LLaDA is a masked diffusion language model based on the Llama backbone with Multi-Head Attention (MHA, 32/32 heads).
## Available Quantizations
| File | Type | Size | Description |
|------|------|------|-------------|
| `llada-8b-f16.gguf` | F16 | ~14.9 GB | Full precision, best quality |
| `llada-8b-q8_0.gguf` | Q8_0 | ~8.4 GB | 8-bit quantization, near-lossless |
| `llada-8b-q4km.gguf` | Q4_K_M | ~5.1 GB | 4-bit mixed quantization, best quality/size ratio |
**Recommended:** Q4_K_M for most users.
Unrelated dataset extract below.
PR #8285, opened 2023-01-25
retry+backoff querier->qf response

owen-d:
When the querier acquires a connection to the frontend from it's shared pool, but the connection is closed/no longer valid/errors, said querier logs the failure and moves on. The frontend, however, will wait for the querier's response until the entire query times out. This effectively blocks a subquery from being retried and prevents the entire query itself from succeeding. Furthermore, the query frontend will retain partial results in memory while waiting for the timeout.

Q8_0 if you have enough RAM and want minimal quality loss.
## Performance
Benchmarked on diffuse-cpp with entropy_exit + inter-step KV cache, Q4_K_M, B=256, 12 threads, seed=42:
| Prompt | No-Cache tok/s | Cache tok/s | Steps | vs llama.cpp |
|--------|----------------|-------------|-------|-------------|
| Capital of France? | 17.5 | **24.4** | 3 | 2.9x |
| Translate to French | 25.9 | **27.7** | 2 | 3.3x |
| 15 x 23? | 12.8 | **15.7** | 4 | 1.8x |
| Translate to Spanish | 7.6 | **22.9** | 7 | 2.7x |
| Python is_prime() | 3.2 | **4.9** | 16 | 0.6x |
| Poem about ocean | 3.2 | **5.3** | 16 | 0.6x |
| Why is sky blue? | 3.3 | **12.0** | 16 | 1.4x |
| List the planets | 3.3 | **9.4** | 15 | 1.1x |
| **Average** | **9.6** | **15.3** | | **1.8x** |
- **Inter-step cache: 1.6x average speedup** (9.6 -> 15.3 tok/s)
- Easy prompts: **15-28 tok/s** (up to 3.3x faster than llama.cpp)
- 6 of 8 prompts outperform llama.cpp (8.51 tok/s baseline)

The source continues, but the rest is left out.